新材料開発用の熱/電気特性2次元可視化装置を開発

-熱電変換材料のミクロ分析や新材料開発に威力を発揮-

ポイント

  • サーマルプローブ(熱探索針)を用いた熱起電力熱伝導率の2次元分布可視化技術を開発
  • 位置分解能10µm、10000点/8時間の計測時間で、実用レベルの迅速評価を実現
  • 熱電変換材料のミクロ分析や材料探索研究に威力を発揮

概要

 独立行政法人 産業技術総合研究所【理事長 吉川 弘之】(以下「産総研」という)エネルギー技術研究部門【部門長大和田野 芳郎】熱電変換グループ【グループ長 小原 春彦】山本 淳 主任研究員らは、熱電変換材料などの半導体や合金材料の開発および品質評価に利用可能な、熱/電気特性評価装置を開発した。

 今回開発した装置は、サーマルプローブと呼ばれる熱探索針を用いた熱特性マッピング装置で、材料の熱特性を2次元的に可視化できるもので、10000点を8時間で測定する高速性をもちながら、10µm測定分解能をもつ高分解能の測定装置である(図1参照)。

 熱電変換技術は、自動車の廃熱のようにほとんど使えない熱エネルギーを回収できる有望な技術とされているが、安価で優れた熱電変換材料の探索が不可欠である。本装置は、この熱電変換材料の探索に極めて有効なツールとなる。測定原理は、加熱したプローブで試験材料の表面を走査し、表面に接触した時のプローブ先端の微妙な電位変化や温度変化を測定して、試験材料表面の局所的なゼーベック係数を推定する方法である(図2参照)。また、プローブの先端から試料内に流入する熱量も推定できるため、試験材料の熱伝導率分布の推定も可能である。

 なお、今回開発したサーマルプローブ型2次元熱/電気特性可視化装置の詳細については第42回熱測定討論会(2006.10.7~10.9、京都大学)にて発表予定である。

開発したサーマルプローブ型熱/電気特性2次元可視化装置の写真
図1 開発したサーマルプローブ型熱/電気特性2次元可視化装置


開発の社会的背景

 熱電変換技術は、自動車の廃熱のようにほとんど利用できない質の悪い熱エネルギーを電気エネルギーに変換できる技術として有望視されている。しかし、優れた熱電変換材料を見つけるためには、ミクロなサイズの熱的および電気的な特性の測定が必要である。
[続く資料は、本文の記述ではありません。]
Issue #3149, opened 2026-09-18
jq: a $param bound to a generator argument is substituted, not bound per value -- def g($x; f): [$x, f]; g(1,2; 3,4) gives [[1,2,3,4]]


newhoggy:
**Severity: Low**

## Summary

Found while pinning #2955's rows. jq desugars `def g($x; f): body` to `def g(x; f): x as $x | body`, so a generator argument for `$x` runs `body` once per value. succinctly substitutes the argument *expression* for `$x`, so the generator runs inline where `$x` is read.

## Repro (jq 1.7.1 vs `main` @ `444c459c9`, no modules)

```console
$ jq -nc 'def g($x; f): [$x, f]; [g(1,2; 3,4)]'
[[1,3,4],[2,3,4]]
$ succinctly jq -nc 'def g($x; f): [$x, f]; [g(1,2; 3,4)]'
[[1,2,3,4]]
```

Same through a forwarding def (`def s(x; f): g(x; f);`), through a `$`-spelled forwarder, and through a module boundary before and after #2955 -- it is the evaluator's own model, not the loader's. With a single-valued argument (`g(1; 3,4)`) both agree (`[[1,3,4]]`).

Two `$x` reads in the body presumably also differ (jq reads one bound value twice; succinctly re-runs the generator -- or memoises it via `eval_shared_chain_link`, #3012; worth capturing).

## Where

`bind_def_call_params` (`src/jq/eval.rs`) builds a `DOLLAR_NAMESPACE_ONLY` substitution from `dollar_safe_shared(arg)`; `resolve.rs`'s module header table records jq's `x as $x` desugaring. Not recorded in `docs/compliance/jq/limitations.md` as far as a grep for the shape finds.

## Class: Opus

Changing `$param` from substitution to a per-value binding touches the `Shared` hygiene model (#2077) and the memoisation in #3012.

Issue #3148, opened 2026-09-18
perf(jq): the evaluator retains one bound body per DefCall node across the whole call tree; fib(21) overflows the stack


newhoggy:
**Severity: Medium**

## Summary

Found while closing #2955. `bind_def_call` caches each `DefCall` node's bound body in that node's `BoundBody`, and the bound body is a fresh copy (`install_def_calls` over `def.body`) whose own `DefCall` nodes are fresh too. So a call *tree* of N calls leaves N cached body copies behind, all reachable from the root call's cache, for the program's lifetime. Peak RSS grows with the number of calls, not the depth, and a plain binary recursion overflows the stack at depth 21. No module is involved.

## Repro (release build of `main` @ `444c459c9`, Apple M-series, `/usr/bin/time -l`)

```
def fib(n): if n < 2 then n else fib(n-1) + fib(n-2) end; fib(N)
```

| N  | calls   | succinctly peak RSS | jq 1.7.1 |
|----|---------|---------------------|----------|
| 16 | 3,193   | 41 MB               | 2 MB     |
| 18 | 8,361   | 95 MB               | 2 MB     |
| 20 | 21,891  | 234 MB              | 2 MB     |
| 21 | 35,421  | **stack overflow, exit 134** | 2 MB |

`def r(n): if n == 0 then 1 else r(n-1) + r(n-1) end; r(13)` (8,192 calls) is 177 MB. The `$n` spelling is the same. The same shape with distinct defs instead of recursion -- 56 defs in one file, each calling two of the level below, resolved at the top (#2955's generator written flat) -- is 58 MB for 16,384 calls, so it is the call tree, not recursion, that is retained.

## Mechanism (as read)

`bind_def_call` (`src/jq/eval.rs`) → `bound.get_or_try_init(|| install_def_calls(&def.body, def, frames + 1, true))`. Each `DefCall` inside that rebuilt body is a new node with an empty `BoundBody`; when it is evaluated it caches *its* copy of *its* callee's body, and so on down. `BoundBody` is write-once and the copies are retained by the parent copy's `Rc<Expr>`, so nothing is freed until the root call's node drops. The stack overflow is presumably `Drop` of, or the walk over, that nested structure at depth ~21 with 2^21 nodes -- to be confirmed.

[...]

PR #3150, opened 2026-09-18
fix(jq): link each dependency module once and forward to it through stubs (#2955, #3058)

### LINKED ISSUE #2955: perf(jq): transitively included modules compound in memory when a module's defs each call more than one def below
**Severity: Low**

## Summary

Found by code review on PR #2954 (#2865). #2865 makes a module's own `include`s
load transitively by wrapping each exported def's body in the defs it reaches.
Because that wrap **copies** the AST, a chain of modules compounds: each level's
bodies already carry the level below.

#2865 mitigates this with jq's own `block_bind_referenced` rule (wrap only what
the body transitively calls), which flattens the common shape completely. It does
**not** cure the general case: as soon as each def calls more than one def from
the level below, the referenced closure is itself exponential in chain depth.

Output is correct throughout — this is a memory/time scalability gap, not a
wrong answer, and not a regression (before #2865 these programs did not compile
at all).

## Repro

Synthetic chains of modules, each def calling `F` defs from the level below,
resolving one def at the top. Apple M-series, release build, measured with
`/usr/bin/time -l` at PR #2954's head:

| chain | fan-out | levels x defs | succinctly peak RSS | jq peak RSS |
|-------|---------|---------------|---------------------|-------------|
| flat  | 1       | 6 x 40        | 10 MB               | 2.5 MB      |
| wide  | 3       | 8 x 6         | 91 MB               | 2.6 MB      |
| wide  | 2       | 14 x 4        | **361 MB**          | 2.6 MB      |

Generator:

```python
def gen(L, D, F, d):
    with open(f"{d}/m0.jq", "w") as f:
        for i in range(D):
            f.write(f"def f0_{i}: {i};\n")
    for lvl in range(1, L):
        with open(f"{d}/m{lvl}.jq", "w") as f:
            f.write(f"include \"m{lvl-1}\";\n")
            for i in range(D):
                calls = " + ".join(f"f{lvl-1}_{(i+k)%D}" for k in range(F))
                f.write(f"def f{lvl}_{i}: {calls};\n")
```

Then `succinctly jq -L <dir> -nc 'include "m13"; f13_0'`.

## Root cause

`ModuleLoader::load_and_bind_module` / `visible_defs_for`
(`src/bin/succinctly/jq_runner.rs`): binding is done by **cloning** each
reachable def's `Expr` into the wrapping body. Real jq binds symbolically — its
`block` values are shared, so a def reachable by many paths exists once.
succinctly's module support is AST inlining, where "reachable by K paths" means
K copies.

## Suggested fix direction

Three shapes, roughly in increasing order of cost:

1. **Share the bound bodies.** `Expr` already has an `Rc`-shaded variant for
   exactly this purpose (the opaque already-substituted sub-expression #1371
   introduced to stop recursive calls growing with depth). If a bound def body
   could be spliced by handle rather than by clone, the copies collapse to
   pointers. Needs a check that every later pass over the tree treats it
   correctly.
2. **Bind a module once into a single shared scope** rather than per exported
   def — closer to jq's own block model, but it is the per-body wrapping that
   buys #2865 its scoping rows (a dependency visible inside the module, not
   re-exported, outranking a same-name sibling), so this needs the scope
   boundary from #2951 to exist first.
3. **A depth/size guard** that refuses with a clear error rather than
   exhausting memory, in the spirit of the other resource caps in
   `docs/compliance/jq/limitations.md`. A stopgap, not a fix.

Option 1 is the one worth costing first; #2951's sealed-scope work would
subsume option 2.

## Why this is separate from #2865, #2951

#2865 is the functional gap (transitive includes not processed at all) and
ships the mitigation that handles the common shape; this is the residual
scalability limit of the mechanism it uses. #2951 is a scoping-correctness gap
whose fix would likely also change this mechanism, but it is not itself about
memory.

### LINKED ISSUE #3058: jq: a compile error in a module dependency reached from two defs is reported once per copy
**Severity: Low**

Found while reviewing #3057 (#2962). A module dependency is bound by copying it into the body of every def that reaches it (#2865). When one of its bodies has a compile error and two reachable defs both reach it, succinctly reports the error once per copy. jq reports it once.

### Repro (captured against `/usr/bin/jq` 1.7.1)

`dep.jq`:
```jq
def g: nosuch;
```
`mid.jq`:
```jq
include "dep"; def a: g; def b: g;
```

```console
$ jq -L D -nc 'include "mid"; a, b'
jq: error: nosuch/0 is not defined at D/dep.jq, line 1:
def g: nosuch;       
jq: 1 compile error
```

`succinctly jq` on `main` (ce8f68e50):
```console
jq: error: nosuch/0 is not defined at D/dep.jq, line 1:
def g: nosuch;       
jq: error: nosuch/0 is not defined at D/dep.jq
jq: 2 compile errors
```

Both exit 3. The difference is in stderr only: the error count, plus a second report without a line number. The second copy's nth-occurrence lookup finds no second site in `dep.jq`, so it falls back to the file-only form. With #3057 the same applies to an unbound `$variable` in a dependency. Before #3057 that case was reported twice at `<top-level>`.

### Likely fix

Deduplicate the diagnostics for one module body, not one textual occurrence. For example, `report_compile_errors` could collapse identical `(origin, name, arity)` entries that come from separate copies of the same dependency. Keep two genuinely distinct occurrences of one name in the same file (`test_second_unresolved_call_in_the_same_module_finds_its_own_line_2991`). One option is to record which copy a diagnostic came from, or to resolve a module's body once at load time instead of once per copy. That second option is the "symbolic binding" direction ADR-0023 describes.

### Class: **Sonnet**

The fix is contained in the reporter, as long as it can tell a copy apart from a second occurrence, which is the part to design. If that needs load-time resolution, reclassify as Opus.

newhoggy:
Closes #2955. Closes #3058.

## What

Binding a module's `include`/`import` dependencies by **copying** their bodies into every def that reached them compounded down a module chain (`F^L` copies of the bottom level). A dependency module is now emitted **once**, outermost in `process_program`, as an ordinary run whose begin marker carries a hidden alias and whose defs are named `<NUL>link:<id>::<name>`; each consuming def's body is wrapped in one forwarding stub per dependency (name, arity) it calls directly. Inside the run a bare sibling call is retried under the alias by the code #2989 added for imported modules, so the evaluator is untouched. The one resolver change is that `scan_scope` steps over an open floor for a link-name lookup. `#2962`'s rename machinery and the transitive closure are gone. ADR-0023 gains the amendment with the soundness argument.

This is the triage plan on #2955, simplified after an adversarial re-derivation against the current code (no new marker kinds, no alias defs, no name-hiding rule) and with the hoisted run filtered to the defs reached by name from the main filter, which a review of the closure found must retry an imported module's bare sibling calls under its alias (pinned).

## Measured (release, Apple M-series, `/usr/bin/time -l`, the issue's generator; output identical to jq on every row)

| chain | before | after | jq 1.7.1 |
|---|---|---|---|
| 6 x 40 x 1 | 12 MB | 9 MB | 2 MB |
| 8 x 6 x 3 | 142 MB | 34 MB | 2 MB |
| 12 x 4 x 2 | 162 MB | 36 MB | 2 MB |
| 14 x 4 x 2 | 681 MB, 0.38 s | 112 MB, 0.03 s | 2 MB |
| 1000-def utility module, one def used through two modules | 9 MB | 9 MB | 2 MB |

Processed-program node count at 6 / 8 / 10 levels: 1253 / 5093 / 20453 before, 169 / 241 / 313 after (`link_size_guard_2955`, which fails against the old loader). Recursion ceiling through a linked dependency: 19494 before and after.

**M4 Pro, idle, interleaved, 25 reps, medians:** `[range(1e5) | f]` with `f` calling one dependency through a stub +1.6%, against +3.3% drift on the same defs inline (neutral within noise). A 20-module x 50-def chain with one def used: 20 ms → 9 ms. **The shape that pays:** the same chain with all 50 top-level defs used links all 950 dependency defs into the top-level chain: 32 ms → 136 ms, because every chain def is installed over the whole program below it at bind time — the evaluator's pre-existing `O(M x N)` (a single 3000-def `include` costs 1 GB / 0.5 s today). Recorded in limitations.md and filed with #3148.

What remains above jq's 2 MB is the evaluator's per-call bound-body retention (#3148, filed from this: the same 56 defs in one file cost 58 MB, `fib(20)` 234 MB, `fib(21)` overflows the stack). #3149 records a `$param`-generator divergence found while pinning rows; it predates this change and is not touched.

## Behaviour changes, all captured from `/usr/bin/jq` 1.7.1

- A compile error inside a dependency reached from two defs is reported **once** (#3058). Residual: a module that is both a top-level include and a dependency, reached both ways, still reports twice (documented).
- Cross-module compile errors now come out in jq's order: a dependency's before its includer's, last-declared dependency first, deepest first (was includer-first).
- `import "inner3" as i; def h: i::k;` inside a module, where `k` calls its sibling bare, now answers `[42]` (was `g/0 is not defined`).

All 30 rows of `test_dependencies_are_bound_in_their_own_scope_2962` and the #2865/#2951/#2989/#2774/#2857/#2991/#2740/#2971/#2395/#2682 module families are unchanged.

## Verification

`cargo fmt --check`, both ci.yml clippy sets, `cargo doc --all-features`, `cargo test --features cli`, `cargo test`, `cargo test --no-default-features` — all green on the rebased tree.


newhoggy:
Rebased onto `5f65aef02` and added one commit from review: `dep_stubs_for` compared an `import ... as ns` dependency's *bare* name against the consuming def's own (name, arity) and parameters, so `import "dep" as ns; def g: ns::g;` (and a parameter or a recursive def named like the dependency) dropped the stub and failed with `ns::g/0 is not defined` where jq 1.7.1 answers 99. Pinned as R34-R36 in the #2962 matrix, all re-captured live. Same commit: `hoist_order` reuses the run ids `process_program` already interned, the per-module closure indexes siblings by name, and both unresolved-call reporters go through `ModuleRun::display_name`. All ci.yml gates re-run green locally on the rebased tree.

 薄膜の熱伝導率や熱拡散率の測定方法に関しては、これまでにも3ω法TWA法サーモリフレクタンス法など多くの報告があるが、熱電変換材料の探索にとって最も重要なゼーベック係数の分布の評価に関しては、報告事例や応用例が少なく、材料のミクロ分析技術・スクリーニング技術としての適用可能性を広く検討することができなかった。しかし最近になって高性能熱電変換材料開発のためにはゼーベック係数の2次元分布評価技術が重要なキーテクノロジーであることが明らかになり、実用的な仕様をもつ測定装置の開発が待ち望まれていた。

研究の経緯

 産総研では1999年より、排熱からの電力回収を目指した高効率セグメント型熱電変換素子の開発に取り組んでおり、その際に素子内部の熱伝導率やゼーベック係数のマイクロメートルオーダーの分布測定の重要さに気付き、サーマルプローブ型の熱/電気特性2次元可視化装置を開発に着手した。測定装置は第1世代のプロトタイプ(1999年)にはじまり、第2世代(2003年)で改良が加えられ、熱電変換材料内部のゼーベック係数分布や熱伝導率分布の2次元可視化が大変有用であることを明らかにしてきた。さらには、セラミクス等他の工業材料のミクロ熱特性評価や、木材などのバイオ由来材料への適用可能性、薄膜の熱特性評価方法としての適用可能性に関しても調査・検討をおこなってきた。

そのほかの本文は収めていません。